▶ _EXERCISE AIM_
A complete and exact copy of the data below is required.

▶ _PROVIDED DATA_

Issue #2602, opened 2021-08-26
[STO/QE]Push down the computation


Sophie-Xie:

critical27:
Some of the most import computation need to push down:
1. limit
2. sample
3. existed bug in filter
Three above should be complete in 2.6.0.

bright-starry-sky:
fixed bug #2762 for GO statement when prop value type is fixed_string.

bright-starry-sky:
for scan vertices via GO, filter push down is work good now. 
`CREATE SPACE test (partition_num=1,replica_factor=1, vid_type=fixed_string(30));
USE test;
create tag st1(c1 string)
create edge se1(c1 string)
create edge se2(c1 string)

insert edge se1(c1) values "1" -> "2"@0:("row"), "1" -> "3"@0:("row")
insert vertex st1(c1) values "1":("row"), "2":("row"), "3":("row")


(root@nebula) [test]> go from "1" over se2 where $$.st1.c1 == "row"
+----------+
| se2._dst |
+----------+
+----------+
Empty set (time spent 7382/7947 us)

Tue, 31 Aug 2021 13:27:15 CST

(root@nebula) [test]> 

(root@nebula) [test]> go from "1" over se1 where $$.st1.c1 == "row"
+----------+
| se1._dst |
+----------+
| "2"      |
+----------+
| "3"      |
+----------+
Got 2 rows (time spent 12583/13348 us)

Tue, 31 Aug 2021 13:27:35 CST

(root@nebula) [test]> go from "1" over * where $$.st1.c1 == "row"
+----------+----------+
| se1._dst | se2._dst |
+----------+----------+
| "2"      |          |
+----------+----------+
| "3"      |          |
+----------+----------+
Got 2 rows (time spent 10977/11707 us)

Tue, 31 Aug 2021 13:27:44 CST

(root@nebula) [test]> `

bright-starry-sky:
This issue is too complicated. Let me split it according to the following features：

1. sample push down  #2946 
2. existed bug in filter (done with #2762)
3. group by push down #2947 
4. order by push down #2948 
5. de-dup push down #2949 
6. limit push down #2950 
7. index paging scan #2951 
8. aggregation (sum/max/min/count) push down #2952

PR #2796, opened 2021-09-06
Lookup limit push down

bright-starry-sky:


src/interface/storage.thrift
```diff
@@ -521,6 +520,8 @@ struct LookupIndexRequest {
     // The list of property names. Should not be empty.
     // Support kVid and kTag for vertex, kSrc, kType, kRank and kDst for edge.
     4: optional list<binary>                return_columns,
+    // max row count of each partition in this response, 0 means no limit.
+    5: i64                                  limit = 0,
```
Shylock-Hg, line 524: Try `optional` and `NULL` means no limit instead zero.

Shylock-Hg: Or you could try max of i64

Shylock-Hg: Or negative value for this.

Shylock-Hg:
And you should add a test case.

src/interface/storage.thrift
bright-starry-sky: I don't see any advantage in your approach. your approach may make the code more complex.

Shylock-Hg: The limit 0 is allowed.

Shylock-Hg: And the other limit field in request is optional too.

bright-starry-sky: > And the other limit field in request is optional too.

good point.

bright-starry-sky:
Addressed comments.

bright-starry-sky:
Related #2602

src/storage/index/LookupBaseProcessor.h
```diff
@@ -81,6 +81,7 @@ class LookupBaseProcessor : public BaseProcessor<RESP> {
   // Save schemas when column is out of index, need to read from data
   std::vector<std::shared_ptr<const meta::NebulaSchemaProvider>> schemas_;
   std::vector<size_t> deDupColPos_;
+  int64_t limit_ = -1;
```
panda-sheep, line 84: maybe the default value of `limit `is 0 (0 means no limit) better?
This is not important

panda-sheep (approved):
Good job！

bright-starry-sky:
Corrected comments. thanks @panda-sheep

panda-sheep (dismissed):

critical27 (approved):
Generally LGTM, wait graph PR is ready.

panda-sheep (approved):

bright-starry-sky:
related #2823

cangfengzhs:
The `limit` must be the top node of the execution plan, otherwise the size of the final dataset will be smaller than the limit count due to the filter (and possibly dedup) discarding part of the data.

Shylock-Hg:
> The `limit` must be the top node of the execution plan, otherwise the size of the final dataset will be smaller than the limit count due to the filter (and possibly dedup) discarding part of the data.

Yes the limit push down can't over the filter operation.

bright-starry-sky:
> The `limit` must be the top node of the execution plan, otherwise the size of the final dataset will be smaller than the limit count due to the filter (and possibly dedup) discarding part of the data.

Good point. Thanks for your remind. 
The limit can't cover filter, ttl and dedup.  I'll deal with it later.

▶ _EXPECTED ANSWER_
Issue #2602, opened 2021-08-26
[STO/QE]Push down the computation


Sophie-Xie:

critical27:
Some of the most import computation need to push down:
1. limit
2. sample
3. existed bug in filter
Three above should be complete in 2.6.0.

bright-starry-sky:
fixed bug #2762 for GO statement when prop value type is fixed_string.

bright-starry-sky:
for scan vertices via GO, filter push down is work good now. 
`CREATE SPACE test (partition_num=1,replica_factor=1, vid_type=fixed_string(30));
USE test;
create tag st1(c1 string)
create edge se1(c1 string)
create edge se2(c1 string)

insert edge se1(c1) values "1" -> "2"@0:("row"), "1" -> "3"@0:("row")
insert vertex st1(c1) values "1":("row"), "2":("row"), "3":("row")


(root@nebula) [test]> go from "1" over se2 where $$.st1.c1 == "row"
+----------+
| se2._dst |
+----------+
+----------+
Empty set (time spent 7382/7947 us)

Tue, 31 Aug 2021 13:27:15 CST

(root@nebula) [test]> 

(root@nebula) [test]> go from "1" over se1 where $$.st1.c1 == "row"
+----------+
| se1._dst |
+----------+
| "2"      |
+----------+
| "3"      |
+----------+
Got 2 rows (time spent 12583/13348 us)

Tue, 31 Aug 2021 13:27:35 CST

(root@nebula) [test]> go from "1" over * where $$.st1.c1 == "row"
+----------+----------+
| se1._dst | se2._dst |
+----------+----------+
| "2"      |          |
+----------+----------+
| "3"      |          |
+----------+----------+
Got 2 rows (time spent 10977/11707 us)

Tue, 31 Aug 2021 13:27:44 CST

(root@nebula) [test]> `

bright-starry-sky:
This issue is too complicated. Let me split it according to the following features：

1. sample push down  #2946 
2. existed bug in filter (done with #2762)
3. group by push down #2947 
4. order by push down #2948 
5. de-dup push down #2949 
6. limit push down #2950 
7. index paging scan #2951 
8. aggregation (sum/max/min/count) push down #2952

PR #2796, opened 2021-09-06
Lookup limit push down

bright-starry-sky:


src/interface/storage.thrift
```diff
@@ -521,6 +520,8 @@ struct LookupIndexRequest {
     // The list of property names. Should not be empty.
     // Support kVid and kTag for vertex, kSrc, kType, kRank and kDst for edge.
     4: optional list<binary>                return_columns,
+    // max row count of each partition in this response, 0 means no limit.
+    5: i64                                  limit = 0,
```
Shylock-Hg, line 524: Try `optional` and `NULL` means no limit instead zero.

Shylock-Hg: Or you could try max of i64

Shylock-Hg: Or negative value for this.

Shylock-Hg:
And you should add a test case.

src/interface/storage.thrift
bright-starry-sky: I don't see any advantage in your approach. your approach may make the code more complex.

Shylock-Hg: The limit 0 is allowed.

Shylock-Hg: And the other limit field in request is optional too.

bright-starry-sky: > And the other limit field in request is optional too.

good point.

bright-starry-sky:
Addressed comments.

bright-starry-sky:
Related #2602

src/storage/index/LookupBaseProcessor.h
```diff
@@ -81,6 +81,7 @@ class LookupBaseProcessor : public BaseProcessor<RESP> {
   // Save schemas when column is out of index, need to read from data
   std::vector<std::shared_ptr<const meta::NebulaSchemaProvider>> schemas_;
   std::vector<size_t> deDupColPos_;
+  int64_t limit_ = -1;
```
panda-sheep, line 84: maybe the default value of `limit `is 0 (0 means no limit) better?
This is not important

panda-sheep (approved):
Good job！

bright-starry-sky:
Corrected comments. thanks @panda-sheep

panda-sheep (dismissed):

critical27 (approved):
Generally LGTM, wait graph PR is ready.

panda-sheep (approved):

bright-starry-sky:
related #2823

cangfengzhs:
The `limit` must be the top node of the execution plan, otherwise the size of the final dataset will be smaller than the limit count due to the filter (and possibly dedup) discarding part of the data.

Shylock-Hg:
> The `limit` must be the top node of the execution plan, otherwise the size of the final dataset will be smaller than the limit count due to the filter (and possibly dedup) discarding part of the data.

Yes the limit push down can't over the filter operation.

bright-starry-sky:
> The `limit` must be the top node of the execution plan, otherwise the size of the final dataset will be smaller than the limit count due to the filter (and possibly dedup) discarding part of the data.

Good point. Thanks for your remind. 
The limit can't cover filter, ttl and dedup.  I'll deal with it later.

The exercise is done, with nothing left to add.